━━━━━ Entries provided ━━━━━

PR #36, opened 2026-02-24
Implement unix permissions

BraveChicken1:
This PR implements proper permissions for unix. Windows permissions are still TODO.

### DIFF
--- a/src/platforms/permissions.rs
+++ b/src/platforms/permissions.rs
@@ -6,11 +6,11 @@ pub enum PermissionError {
     #[error("Error while fetching permissions")]
     IOError(#[from] std::io::Error),
 
-    #[error("User does not exist")]
-    UserDoesNotExist,
-
     #[error("Group does not exist")]
     GroupDoesNotExist,
+
+    #[error("String contains a nul byte")]
+    NulError(#[from] std::ffi::NulError),
 }
 
 type Result<T> = core::result::Result<T, PermissionError>;
@@ -78,7 +78,7 @@ pub mod platform {
             Err(e) => {
                 if matches!(e, PermissionError::GroupDoesNotExist) {
                     warning!("The 'packit' group does not exist. Please run 'pit fix' to fix your Packit installation");
-                    // TODO: pit fix does not exist yet
+                    // TODO: Add group check to verifier
                 }
                 return Err(e);
             },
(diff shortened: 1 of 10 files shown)


src/platforms/permissions.rs
```diff
@@ -0,0 +1,177 @@
...
+            fs::{MetadataExt, PermissionsExt},
+        },
+        path::PathBuf,
+    };
+
+    use crate::cli::display::logging::warning;
+
+    use super::{PermissionError, Result};
+
+    pub const PACKIT_GROUP_NAME: &str = "packit";
```
Max13245, line 53: When windows permissions are also implemented the packit group name should not be specific to a platform. So it should probably be defined in the permissions module.

src/platforms/permissions.rs
```diff
@@ -0,0 +1,177 @@
...
+            set_ownership(path, None, Some(group_id))?;
+
+            old_permissions.set_mode(0o775);
+        } else {
+            old_permissions.set_mode(0o755);
+        }
+
+        fs::set_permissions(&path, old_permissions)?;
+
+        if recurse && path.is_dir() {
```
Max13245: It might be nice to do an early return so that the for loop isn't nested:
```suggestion
        if !recurse || !path.is_dir() {
            return Ok(());
        }

        let dir = fs::read_dir(&path)?;
        for entry in dir {
            let entry = entry?;

            set_file_permissions(&entry.path(), entry.metadata()?.permissions(), group_id, recurse)?;
        }
```

src/platforms/permissions.rs
```diff
@@ -0,0 +1,177 @@
...
+    }
+
+    // Use platform specific writable checks
+    platform::is_writable(path, metadata)
+}
+
+pub use platform::set_packit_permissions;
+
+#[cfg(any(target_os = "macos", target_os = "linux"))]
+pub mod platform {
```
Max13245, line 38: I'm not sure about the name platform, it might be a bit broad/vague. Maybe "platform_permissions" or "packit_permissions"?

Max13245 (commented):
Overal it looks really good! These are some very minor remarks.

src/platforms/permissions.rs
BraveChicken1: I am not fully sure if we need the same group functionality on Windows, that's why it's currently on the platform.

src/platforms/permissions.rs
BraveChicken1: I chose platform because it contains the functions for a specific platform. The full path is already `permissions::platform`.

Max13245 (approved):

━━━━━

## Exercise aim
Could each line above be retyped exactly?

## Task result
PR #36, opened 2026-02-24
Implement unix permissions

BraveChicken1:
This PR implements proper permissions for unix. Windows permissions are still TODO.

### DIFF
--- a/src/platforms/permissions.rs
+++ b/src/platforms/permissions.rs
@@ -6,11 +6,11 @@ pub enum PermissionError {
     #[error("Error while fetching permissions")]
     IOError(#[from] std::io::Error),
 
-    #[error("User does not exist")]
-    UserDoesNotExist,
-
     #[error("Group does not exist")]
     GroupDoesNotExist,
+
+    #[error("String contains a nul byte")]
+    NulError(#[from] std::ffi::NulError),
 }
 
 type Result<T> = core::result::Result<T, PermissionError>;
@@ -78,7 +78,7 @@ pub mod platform {
             Err(e) => {
                 if matches!(e, PermissionError::GroupDoesNotExist) {
                     warning!("The 'packit' group does not exist. Please run 'pit fix' to fix your Packit installation");
-                    // TODO: pit fix does not exist yet
+                    // TODO: Add group check to verifier
                 }
                 return Err(e);
             },
(diff shortened: 1 of 10 files shown)


src/platforms/permissions.rs
```diff
@@ -0,0 +1,177 @@
...
+            fs::{MetadataExt, PermissionsExt},
+        },
+        path::PathBuf,
+    };
+
+    use crate::cli::display::logging::warning;
+
+    use super::{PermissionError, Result};
+
+    pub const PACKIT_GROUP_NAME: &str = "packit";
```
Max13245, line 53: When windows permissions are also implemented the packit group name should not be specific to a platform. So it should probably be defined in the permissions module.

src/platforms/permissions.rs
```diff
@@ -0,0 +1,177 @@
...
+            set_ownership(path, None, Some(group_id))?;
+
+            old_permissions.set_mode(0o775);
+        } else {
+            old_permissions.set_mode(0o755);
+        }
+
+        fs::set_permissions(&path, old_permissions)?;
+
+        if recurse && path.is_dir() {
```
Max13245: It might be nice to do an early return so that the for loop isn't nested:
```suggestion
        if !recurse || !path.is_dir() {
            return Ok(());
        }

        let dir = fs::read_dir(&path)?;
        for entry in dir {
            let entry = entry?;

            set_file_permissions(&entry.path(), entry.metadata()?.permissions(), group_id, recurse)?;
        }
```

src/platforms/permissions.rs
```diff
@@ -0,0 +1,177 @@
...
+    }
+
+    // Use platform specific writable checks
+    platform::is_writable(path, metadata)
+}
+
+pub use platform::set_packit_permissions;
+
+#[cfg(any(target_os = "macos", target_os = "linux"))]
+pub mod platform {
```
Max13245, line 38: I'm not sure about the name platform, it might be a bit broad/vague. Maybe "platform_permissions" or "packit_permissions"?

Max13245 (commented):
Overal it looks really good! These are some very minor remarks.

src/platforms/permissions.rs
BraveChicken1: I am not fully sure if we need the same group functionality on Windows, that's why it's currently on the platform.

src/platforms/permissions.rs
BraveChicken1: I chose platform because it contains the functions for a specific platform. The full path is already `permissions::platform`.

Max13245 (approved):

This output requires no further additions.